Personally, I find this approach liberating because I don’t need to view myself as a victim, and it feels like I am learning lessons that will protect myself in future. 

In 2006, I left an abusive marriage. Initially I was angry at my ex-husband for how he had behaved in the marriage, but after a while I realised I was also angry at myself for ‘allowing’ him to treat me poorly for five years by staying. 

As part of my healing process, I looked back at my ‘role’ in the marriage – why I chose to marry him, and why I chose to stay. Eventually I was able to understand why I had made those choices and forgive and have compassion for myself. Finally this enabled me to release him and move on. Today I feel no anger or any negative emotion towards my ex; I actually feel nothing – he isn’t in my life or consciousness any more. 

Trust karma

One thing that can hamper forgiveness is a sense of injustice.
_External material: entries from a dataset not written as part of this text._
PR #6896, opened 2024-02-21
fix(analyzer): gitignore only being used to exclude files from the project itself

JulioSCX:
**Proposed Changes**
- gitignore file is now only used to exclude files from the project itself, not its full path


pkg/analyzer/analyzer.go
```diff
@@ -694,18 +694,19 @@ func isConfigFile(path string, exc []string) bool {
...
+	gitIgnoreRes *ignore.GitIgnore, pathRes string) {
 	gitIgnorePath := filepath.ToSlash(filepath.Join(path, gitIgnore))
 	_, err := os.Stat(gitIgnorePath)
 
 	if !excludeGitIgnoreFile && err == nil && gitIgnore != "" {
 		gitIgnore, _ := ignore.CompileIgnoreFile(gitIgnorePath)
 		if gitIgnore != nil {
 			log.Info().Msgf(".gitignore file was found in '%s' and it will be used to automatically exclude paths", path)
-			return true, gitIgnore
+			return true, gitIgnore, path
```
pereiramarco011, line 706: why is the variable returned the same as the first parameter? is this the correct variable to return?

pereiramarco011 (changes requested):
is it possible to create an e2e test where the user scenario is replicated to be sure it keeps working?

small comment other than that LGTM 😄

pkg/analyzer/analyzer.go
JulioSCX: I added an E2E test and fixed the variable, thanks for the suggestions!

pereiramarco011: https://github.com/Checkmarx/kics/pull/6896/commits/8ac4222fe8a2595377523d2a363894549dccce6a

pereiramarco011 (approved):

If you don’t feel like the person who hurt you has paid an appropriate price, isn’t aware, or doesn’t care, it can be hard to move on. 
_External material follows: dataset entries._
PR #6913, opened 2024-02-28
fix(utils): exclude empty files

pereiramarco011:
**Proposed Changes**
- exclude empty files from being possibleDocker
- add unit test


JoaoCxMartins (dismissed):

cx-andrep:
The master version already has this fixed, with the same results as this branch.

But when we hold onto anger towards someone, it is us that pays the price. We feel the negative emotion, and it is our lives that are still impacted by what we believe they have done. Just like the famous saying: “Holding onto anger is like drinking poison and expecting the other person to die.”

Personally I trust that karma ultimately prevails – even if I am not around to see it work. If someone doesn’t learn their lessons and stop harming others, then their life will be poorer and more difficult as a result. And they’ll have to deal with the consequences. 

That is their journey and not mine. By letting them go, I make the choice to remove them from my life and leave them to their own fate. 

Free yourself of anger and live longer and more happily 

When we let go of the anger and bad feeling, and allow ourselves to move past something painful, we are able to find inner peace, and reap the mental and physical rewards that offers. It’s not always easy to release someone, and it may take some work on your part, but trust me, the inner peace you find when you can let someone go is worth the effort.